:: DATA PROVIDED ::
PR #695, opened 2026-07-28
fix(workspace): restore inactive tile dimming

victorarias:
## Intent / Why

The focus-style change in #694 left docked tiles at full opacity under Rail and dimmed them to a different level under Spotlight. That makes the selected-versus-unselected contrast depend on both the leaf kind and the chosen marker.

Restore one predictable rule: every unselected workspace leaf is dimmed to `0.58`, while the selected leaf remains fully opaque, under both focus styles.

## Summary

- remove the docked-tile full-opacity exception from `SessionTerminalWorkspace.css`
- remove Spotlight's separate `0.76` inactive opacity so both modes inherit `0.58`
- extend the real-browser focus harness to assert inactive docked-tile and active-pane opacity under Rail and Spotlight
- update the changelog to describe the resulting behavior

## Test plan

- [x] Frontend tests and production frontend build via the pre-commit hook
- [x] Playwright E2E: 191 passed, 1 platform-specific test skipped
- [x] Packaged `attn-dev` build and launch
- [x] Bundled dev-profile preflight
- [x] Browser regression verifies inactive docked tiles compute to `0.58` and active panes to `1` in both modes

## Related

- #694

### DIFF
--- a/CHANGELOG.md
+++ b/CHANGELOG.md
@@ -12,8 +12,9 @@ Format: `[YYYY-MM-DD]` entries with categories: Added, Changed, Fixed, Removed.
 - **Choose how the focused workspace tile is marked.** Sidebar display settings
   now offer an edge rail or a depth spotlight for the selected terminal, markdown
:::
ABOUT THIS TASK
An exact copy of every record above is needed. Write it out word for word.

SOLUTION TO THE EXERCISE
PR #695, opened 2026-07-28
fix(workspace): restore inactive tile dimming

victorarias:
## Intent / Why

The focus-style change in #694 left docked tiles at full opacity under Rail and dimmed them to a different level under Spotlight. That makes the selected-versus-unselected contrast depend on both the leaf kind and the chosen marker.

Restore one predictable rule: every unselected workspace leaf is dimmed to `0.58`, while the selected leaf remains fully opaque, under both focus styles.

## Summary

- remove the docked-tile full-opacity exception from `SessionTerminalWorkspace.css`
- remove Spotlight's separate `0.76` inactive opacity so both modes inherit `0.58`
- extend the real-browser focus harness to assert inactive docked-tile and active-pane opacity under Rail and Spotlight
- update the changelog to describe the resulting behavior

## Test plan

- [x] Frontend tests and production frontend build via the pre-commit hook
- [x] Playwright E2E: 191 passed, 1 platform-specific test skipped
- [x] Packaged `attn-dev` build and launch
- [x] Bundled dev-profile preflight
- [x] Browser regression verifies inactive docked tiles compute to `0.58` and active panes to `1` in both modes

## Related

- #694

### DIFF
--- a/CHANGELOG.md
+++ b/CHANGELOG.md
@@ -12,8 +12,9 @@ Format: `[YYYY-MM-DD]` entries with categories: Added, Changed, Fixed, Removed.
 - **Choose how the focused workspace tile is marked.** Sidebar display settings
   now offer an edge rail or a depth spotlight for the selected terminal, markdown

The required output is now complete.